• Exercise description: Wherever the string "firewall" appears in the records, return the line that holds it.

━━━━━━━━━━

PR #1835, opened 2025-02-21
Recognize 'CREATED' state for openstack_fw_group_v2 resource

Makaveli96bg:
To reslove issue - https://github.com/terraform-provider-openstack/terraform-provider-openstack/issues/1834


Makaveli96bg:
this is to fic this issue - https://github.com/terraform-provider-openstack/terraform-provider-openstack/issues/1834

kayrus:
as discussed in person, the issue relates to a neutron driver not following the API reference. The API ref has only:

> The status of the firewall group. Valid values are ACTIVE, INACTIVE, ERROR, PENDING_UPDATE, or PENDING_DELETE.

see https://docs.openstack.org/api-ref/network/v2/index.html#create-firewall-group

━━━━━━━━━━

• Response area:
> The status of the firewall group. Valid values are ACTIVE, INACTIVE, ERROR, PENDING_UPDATE, or PENDING_DELETE.
see https://docs.openstack.org/api-ref/network/v2/index.html#create-firewall-group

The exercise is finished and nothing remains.